TRY IT:
Set down, word for word, every line of the listing below, starting with the one that contains "- 721 of them" and ending with the final line. Include nothing else.

DATA EXCERPTS:
PR #1708, opened 2026-09-13
OsmGpx classifier: piste is not a skiing keyword

vshcherb:
`piste` (a skiing tag in activities.json) is an ordinary word in French: *piste cyclable* is a cycle path, *piste agricole* a farm track, *piste des douaniers* a coastal path. Found as a keyword in tags, names and descriptions, it labelled bike rides as skiing, and the wide winter_sport speed envelope (p85 up to 120 km/h) accepted them. Example: [trace 3322688](https://www.openstreetmap.org/user/LeFanch/traces/3322688), "Boucle Biganos - Andernos via Lubec, retour par piste cyclable", 22 km/h in July at sea level, stored as skiing.

`piste` and `pistes` join `STOP_KEYWORDS`. `piste:type` and `piste:difficulty` stay keywords.

Checked on the 30K validation sample by re-running the keyword and speed steps for every track with `piste` in its tags, name or description:
- The simulation reproduces all 25 stored labels.
- Skiing from `piste` went from 21 to 5 tracks. The 5 real ski tracks (Les Houches, San Bernardino, Hlíðarfjall ×2, Pallas) stay skiing through `ski`, `skiing` or `downhill`.
- The other 16 move to cycling, mountain_biking or road_cycling (11), foot (2), driving (2), or Unknown activity (1, no timing), from the description or from speed.

On the full database (stats export of 2026-09-13, 6,525 skiing tracks):
- 1,067 skiing tracks mention `piste`.
- 721 of them have no ski word (ski, snowboard, langlauf, nordic, lift, …); this change is expected to move about these 721.
- 679 are named `Piste_<date>.gpx`, the default track name of French-language GPS firmware; 410 of those were recorded May–October in the northern hemisphere.

The change takes effect on the next classify run.

## AI disclaimer

Prompts used (summarised):
1. Trace 3322688 is stored as skiing — why, and is it really skiing?
2. Isn't "piste" skiing?

Decided by the agent, not requested explicitly: stopping `piste`/`pistes` rather than removing them from activities.json (the OSM `piste:*` keys stay); the 30K sample check.


vshcherb:
Moved into #1706 together with the high-speed train fix, so the classifier changes go in one PR. (gen by AI)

TASK SOLUTION:
- 721 of them have no ski word (ski, snowboard, langlauf, nordic, lift, …); this change is expected to move about these 721.
- 679 are named `Piste_<date>.gpx`, the default track name of French-language GPS firmware; 410 of those were recorded May–October in the northern hemisphere.

The change takes effect on the next classify run.

## AI disclaimer

Prompts used (summarised):
1. Trace 3322688 is stored as skiing — why, and is it really skiing?
2. Isn't "piste" skiing?

Decided by the agent, not requested explicitly: stopping `piste`/`pistes` rather than removing them from activities.json (the OSM `piste:*` keys stay); the 30K sample check.


vshcherb:
Moved into #1706 together with the high-speed train fix, so the classifier changes go in one PR. (gen by AI)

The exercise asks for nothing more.